# AC: Intercambiar cable Fase con Vuelta Fase



## Lightsoul (Feb 26, 2009)

Hola a todos!

Antes de nada, presentarme como nuevo miembro, curioso pero con conocimientos de electronica justos jeje
Si este tema no corresponde al lugar, por favor informenme.

El tema es el siguiente:
Estoy preparandome un circuito muy curioso que funciona con corriente alterna, pero el problema esta en que no permite que el cable Fase y el Vuelta de Fase esten intercambiados; es decir, hay ue enchufarlo siempre en un determinado sentido a la pared, sino, no funciona.

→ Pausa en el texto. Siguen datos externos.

PR #20412, opened 2025-10-09
fix(balance-monitor): add missing L2 ERC-20 balance gauge

wedjob0X:
Added missing L2 ERC-20 balance gauge. Previously all ERC-20 balances were incorrectly recorded in the L1 metric.

- Add `l2Erc20BalanceGauge` for proper L2 ERC-20 monitoring
- Split balance tracking logic to use correct gauges for L1/L2
- Separate logging for L1 and L2 ERC-20 balances


davidtaikocha:
No L2 ERC-20 balance gauge is by design.

PR #20414, opened 2025-10-09
fix(taiko-client): initialize random seed to prevent predictable jitter

anim001k:
### Description

Fixes predictable proposer interval jitter by initializing the global `math/rand` seed in `InitFromConfig`. 

**Problem**: The proposer's random interval jitter (12-120 seconds) was deterministic across process restarts, leading to:
- Synchronized proposal attempts from multiple instances
- Increased collision probability 
- Potential MEV exploitation through predictable timing

**Solution**: Added `rand.Seed(time.Now().UnixNano())` during proposer initialization to ensure truly random jitter between restarts.

**Impact**: Improves network stability and reduces proposal conflicts by making each proposer instance's timing unpredictable.

### DIFF
--- a/packages/taiko-client/proposer/proposer.go
+++ b/packages/taiko-client/proposer/proposer.go
@@ -95,6 +95,9 @@ func (p *Proposer) InitFromConfig(
 	p.Config = cfg
 	p.lastProposedAt = time.Now()
 
+	/ Seed the global PRNG once to avoid predictable jitter across restarts.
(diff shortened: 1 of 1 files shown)


davidtaikocha:
It's only a fallback proposer when there is no functional preconfers, and this random interval feature won't be opened, so its ok here. And probly we will switch to use https://github.com/taikoxyz/taiko-mono/tree/main/packages/taiko-client-rs/crates/proposer later :)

Queria preguntaros si se os ocurre algun circuito lo mas simple posible que al enchufarlo "de la vuelta a los cables" si se ha enchufado al reves le mande la corrienta al circuito.

He pensado en usar un rele de dos contactos comunes, pero no se como hacer para que se active solo si las Fases estan puestas de una determinada manera; ademas, preferiria que el resultado no hiziese ruido, es decir, ahorrarme el rele pero siendo simple el circuito.

Gracias a todos de antemano!


----------



## Fogonazo (Feb 26, 2009)

Si los toma-corrientes de tu casa o taller están normalizados, fase y neutro siempre se encuentran en las mismas patas, entonces solo debes armarte el enchufe de acuerdo a la necesidad de tu conexión.


----------



## santiago (Feb 26, 2009)

no tengo idea de como hacerlo , pero tengo una idea de como hacerlo   

un buscapolo, un ldr y alguna que otra cosita mas

la idea seria poner el buscapolo entre una ficha y tierra , el ldr pegado, que accione un tr y un rele

cuando el buscapolo encienda, que el rele invierta la polaridad, cuando no encienda , que el rele se mantenga apagado

saludos


----------



## santiago (Feb 26, 2009)

el artilugio seria algo masomenos asi, el buscapolo iria pegado al ldr , y bien oscuro, tendrias que desarmar el buscapolo y meterlo en una cajita junto al ldr

saludos


----------



## unleased! (Feb 27, 2009)

santixman dijo:
			
		

> no tengo idea de como hacerlo , pero tengo una idea de como hacerlo
> 
> un buscapolo, un ldr y alguna que otra cosita mas
> 
> ...


Un buscapolos, si, te busca la fase, pero siempre y cuando toques la chapa metálica que tiene en la parte trasera para derivarlo a masa, si no, no te funciona, no enciende la bombilla de neon. Se puede usar una bombilla de neón con su resistencia, una pata en una de las clavijas y otra en la puesta a tierra del enchufe como masa pero es mas facil que salte el diferencial o también si la instalación no tiene toma de tierra simplemente no funcionará.

saludos.


----------



## Lightsoul (Feb 27, 2009)

Gracias a todos por contestar!

La idea de santixman me gusta, pero el problema estaria en si le entra un fisquito de luz desde fuera; podria haber una solucion parecida pero sin jugar con la luz y el LDR? De todas formas queria preguntarte si el buscapolo es el diodo *D5* o si iria aparte de este montaje y si se podria alimentar el circuito desde los 220AC con un diodo zenner de 12V o parecido (la teoria del zenner la tengo un poco coja, perdon si acabo de decir una burrada   ).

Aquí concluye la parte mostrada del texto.